Did you also consider Flow[0] as an alternative? I'm now using ES6 with Babel to build some small side-projects and it has been a great experience. But as the codebase grows, I'd appreciate to add some Flow type annotations. Typescript looks great but it's still not JS. I wonder what will happen to all those compile-to-JS languages once ES6 becomes supported everywhere.
> I'd appreciate to add some Flow type annotations. Typescript looks great but it's still not JS.
The Flow type annotations are almost identical to Typescript. There's one edge case around one of them requiring a space before/after the colon and the other not, but I can't remember what it is. I just tried running one of the Flow examples through the Typescript playground and it worked fine[0].
The biggest differences between Flow and Typescript are how you run the build system (`tsc` versus the Flow server) and the file extension you put on the file.
While the type annotation syntax between Flow and Typescript are mostly identical (this is intentional), there are a bunch of differences between them:
* TypeScript allows unsound casting, Flow doesn't. These casts are very practical, as you might know more than the analyzer. Flow takes a stricter position here, which is a theme.
* Function are bivariant w.r.t. their parameters (which is unsound) in TypeScript, but contravariant in Flow. Again, this is an intentional, practical choice, but Flow emphasizes soundness.
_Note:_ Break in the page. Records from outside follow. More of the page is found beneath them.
PR #7437, opened 2024-01-22
DEVPROD-3671 Add better checks for Bisect Stepback

ZackarySantana:
DEVPROD-3671

### Description
This consolidates the logic for initiating stepback as well as the logic for an existing stepback or not. 
As well, this makes it so when stepback errors, the MarkEnd will not. (aka it will continue and do mission-critical actions).

### Testing
Existing unit tests. Manual testing in staging


model/task_lifecycle.go
```diff
@@ -1309,8 +1309,8 @@ func evalBisectStepback(ctx context.Context, t *task.Task, caller string, stepba
 	// If the stepback info is nil but we reached this point, this must be the first
 	// iteration of stepback.
 	newStepback := t.StepbackInfo == nil && evergreen.IsFailedTaskStatus(t.Status)
-	// If the stepback is not nil, this is an ongoing stepback.
-	existingStepback := t.StepbackInfo != nil
+	// If the stepback is not nil and it's values are not empty, this is an ongoing stepback.
```
Kimchelly, line 1312: grammar nit: its

model/task_lifecycle.go
```diff
@@ -616,7 +616,7 @@ func doBisectStepback(ctx context.Context, t *task.Task) error {
 	// last failing or last passing task.
 	if t.Status == evergreen.TaskSucceeded {
 		s.LastPassingStepbackTaskId = t.Id
-	} else if t.Status == evergreen.TaskFailed {
+	} else if evergreen.IsFailedTaskStatus(t.Status) {
```
Kimchelly, line 619: Maybe L1312 would change the logic, but I don't think this change would actually change how this logic actually runs. `(task.Task).Status` stores the DB model's status, which can only be `evergreen.TaskSucceeded` or `evergreen.TaskFailed` - all other statuses are display statuses, which have meaning in the UI but would never be stored in `(task.Task).Status`. There's [some discussion of this distinction between DB status vs. UI status here](https://github.com/evergreen-ci/evergreen/blob/59404295454cf10be3aead058fbe14fdf10444ce/globals.go#L45-L68) if you're interested.

In addition, it may be worth either:
1. Calling out in the doc comment on `evalStepback` that the `status` passed to `evalStepback` is the _display status_ (i.e. what the UI shows) rather than the DB task status (i.e. `(task.Task).Status`) or
2. If you don't have a specific need to check specific failure types like setup-failed/system-failed (I glanced at linear and bisect and don't see any indication that it needs to check the display status), you can just remove the `status` passed in and just use `(task.Task).Status` where necessary in linear stepback.

Kimchelly (changes requested):
Not sure if you still need extra debugging info as people turn on bisect stepback, but one way you could diagnose further is to add a Grip log after `evalStepback` returns so that if bisect stepback errors, you can track the error trace more easily in Splunk.

model/task_lifecycle.go
ZackarySantana: That makes sense. I don't think either need specific statuses either. I'm going to try debugging more on how it failed for mms then

ZackarySantana: I looked in to it a bit and stepback does use the display status in terms of activation (some [work](https://github.com/evergreen-ci/evergreen/pull/6062) Annie did). I think it makes sense to have bisect stepback activate on the same conditions, and I made it a bit more clear what is happening and why we need the display status

ZackarySantana:
I'm not 100% sure this will fix the issue mms was having with bisect stepback, bc I'm unable to reproduce it- this does add some better checks for bisect stepback and conjoin some logic. It also fixes bisect to have the same activation conditions as linear now.

I think the best plan is to try enabling back in a project (maybe mms) and seeing if any splunk logs from stepback failing, and see why that is (if it continues to fail).

ablack12:
Didn't review this code, but if we aren't certain we've fixed the issue we may want to consider doing https://jira.mongodb.org/browse/DEVPROD-3670 sooner to mitigate issues with it.

model/task_lifecycle.go
```diff
@@ -1251,23 +1256,28 @@ func removeNextMergeTaskDependency(cq commitqueue.CommitQueue, currentIssue stri
...
+// The status passed in is a display status, initially stepback only activates if the task
+// has failed but not on system failure.
 func evalStepback(ctx context.Context, t *task.Task, caller, status string, deactivatePrevious bool) error {
 	s, err := getStepback(t.Id)
 	if err != nil {
 		return errors.WithStack(err)
 	}
+	// A new stepback happens when the display status is failed (not system failure)
+	// and it is not aborted.
+	newStepback := status == evergreen.TaskFailed && !t.Aborted
```
Kimchelly, line 1268: Since this is checking the display status, this looks like it would exclude other display statuses like `evergreen.TaskSetupFailed`/`evergreen.TaskTimedOut` from initiating stepback, but we only want to skip for abort + system failures. Can we have this just exclude aborted tasks and system-failed tasks specifically?

model/task_lifecycle_test.go
```diff
@@ -6319,7 +6319,7 @@ func TestEvalStepbackDeactivatePrevious(t *testing.T) {
 	finishedTask := task.Task{
 		Id:                  "t3",
 		BuildId:             "b3",
-		Status:              evergreen.TaskUndispatched,
+		Status:              evergreen.TaskSucceeded,
```
Kimchelly, line 6322: Why does this test check a different status? Does the (linear) stepback logic behave differently now?

ZackarySantana:
This PR should remove that particular issue with stepback in MarkEnd, but not with other functionalities included in the MarkEnd function.
I think this stepback change can be handled here separately and that ticket just handle all the other functionality and even reconsider how errors are handled in MarkEnd

I was planning on picking up the MarkEnd one once the next quarter started

Kimchelly (changes requested):
One question about the display status logic change, but otherwise looks good! 👍
I'm also fine with just having stepback continue on error for now and addressing more cases for DEVPROD-3670 another time.

re: the enabling question, I'm not sure we would actually want to test on mms since they rely on stepback on a day-to-day basis to detect failure causes - is there a way we can test this in an Evergreen-owned repo or staging first? Maybe intentionally commit a bunch of things and cause some setup failures?

model/task_lifecycle.go
```diff
@@ -784,12 +784,17 @@ func MarkEnd(ctx context.Context, settings *evergreen.Settings, t *task.Task, ca
...
 				return errors.Wrap(err, "getting display task")
 			}
-			err = evalStepback(ctx, t.DisplayTask, caller, t.DisplayTask.Status, deactivatePrevious)
+			err = evalStepback(ctx, t.DisplayTask, caller, status, deactivatePrevious)
 		} else {
 			err = evalStepback(ctx, t, caller, status, deactivatePrevious)
 		}
 		if err != nil {
-			return errors.Wrap(err, "evaluating stepback")
+			grip.Error(message.Fields{
```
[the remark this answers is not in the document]
ZackarySantana: Nice cutdown

model/task_lifecycle.go
ZackarySantana: Hm, I'm not entirely sure what statuses should exclude stepback or not- I simply kept the same activation conditions that were originally for linear stepback.

Looking in globals.go, we have a slice of `TaskSystemFailures` which includes TaskTimedOut- the only two we have that aren't apart of the TaskSystemFailures slice is TaskFailed & TaskSetupFailed.

Should I edit it to activate stepback for the 3 statuses (TaskFailed, TaskSetupFailed, and TaskTimedOut)- or just 2 (TaskFailed, TaskSetupFailed)?

model/task_lifecycle_test.go
ZackarySantana: I'm not sure why originally the status here was set as `TaskUndispatched` but the test later gives evalStepback `TaskSucceeded`- which causes a mismatch of the statuses.

The test is testing if a linear stepback iteration succeeded it should deactivate the previous one.

The reason this wasn't previously erroring before is that we would pass what evalStepback gets in to linear stepback- but now linear stepback just reads it off of the task (L1304).

i.e. it was a test data inconsistency

Kimchelly (commented):
The code change LGTM, mod we should document more explicitly under what conditions Evergreen chooses to initiate stepback.

ZackarySantana:
I'll add some docs outlining that it can only be the TaskFailed status and not our other display statuses, they were different in conditions (I did not do that intentionally originally, it was just from my lack of understanding of display statuses- oops).

docs/Project-Configuration/Stepback-Bisection.md
```diff
@@ -1,5 +1,5 @@
 # Stepback Bisection
-Evergreen's stepback bisection performs stepback by continuously reducing the amount of commits needed to test by half. To enable it, go to the Project Settings page "General" tab and enable the 'Stepback Bisection' flag. For this flag to work, the 'Stepback' flag will also need to be enabled.
+Evergreen's stepback bisection performs stepback by continuously reducing the amount of commits needed to test by half. To enable it, go to the Project Settings page "General" tab and enable the 'Stepback Bisection' flag. For this flag to work, the 'Stepback' flag will also need to be enabled. As well, stepback only activates on tasks that have failed- if the task has any other status (timed out, setup failed, system failed, etc.), stepback will not activate.
```
Kimchelly, line 2: phrasing nit: maybe "stepback only activates on tasks that have failed normally and not for more specific reasons (like setup failed, system failed, etc.)"

docs/Project-Configuration/Project-Configuration-Files.md
```diff
@@ -963,10 +963,10 @@ must be present in the `tasks` array.
 
 ### Stepback
 
-Stepback is set to true if you want to stepback and test earlier commits
-in the case of a failing task. This can be set or unset at the
-top-level, at the build variant level, and for individual tasks (in the task definition or for the
-task within a specific build variant).
+Stepback is set to true if you want to stepback and test earlier commits in the case
+of a failing task (a failing task does not include system failed, setup failed, timed out, etc.).
```
Kimchelly, line 967: "normally failing task" since the others technically are failures as well, they're just more specific failure types.

Kimchelly (approved):
LGTM mod trivial phrasing suggestions.

PR #7438, opened 2024-01-22
DEVPROD-746 Delete unused bvtu level exec timeout

bynn:
DEVPROD-746

### Description
it was never being used and just being passed around so it is being deleted

### Testing
current tests pass


Kimchelly (changes requested):
The code change itself LGTM, just docs questions:
* It looks like the docs still use a bvtu-level exec timeout as [its example configuration](https://github.com/evergreen-ci/evergreen/blob/76e5398afd3db461ce8da972c3ac12502df1d700/docs/Project-Configuration/Project-Configuration-Files.md?plain=1#L227). Can we move the example field somewhere else, like the task definition or something?
* In the docs above, I noticed the field is never documented where you can set it (at the top level or in a task definition), and the other fields have a short description of what they do. Can we document it now or alternatively, make a separate ticket to document `exec_timeout_secs`?

bynn:
TIcket created for documentation + adding example: https://jira.mongodb.org/browse/DEVPROD-4063 (which was maybe more work than just writing the doc haha)

bynn:
deleted the example in bvtu though

Kimchelly (approved):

* TypeScript asks users to add annotations in scenarios where Flow will infer types. TypeScript will infer any (there is a "no implicit any" option).
* Classes in Flow are nominal (interfaces are structural). Classes are structural in TypeScript.
* Flow adds no additional runtime syntax to JavaScript; TypeScript does (enums, for example). Flow does support some ES2016 features (async/await, object spread), but generally holds off on experimental features (stage < 2).
* Flow has a couple interesting features absent in TypeScript, like disjoint unions. I suspect/hope both systems will converge on useful features like this.
* TypeScript treats null as a bottom type, but Flow uses explicit "maybe types."
The two real pain points (among those you mentioned) of TypeScript are bivariant function parameters and structural classes, since they lead to potentially unsound code that compiles.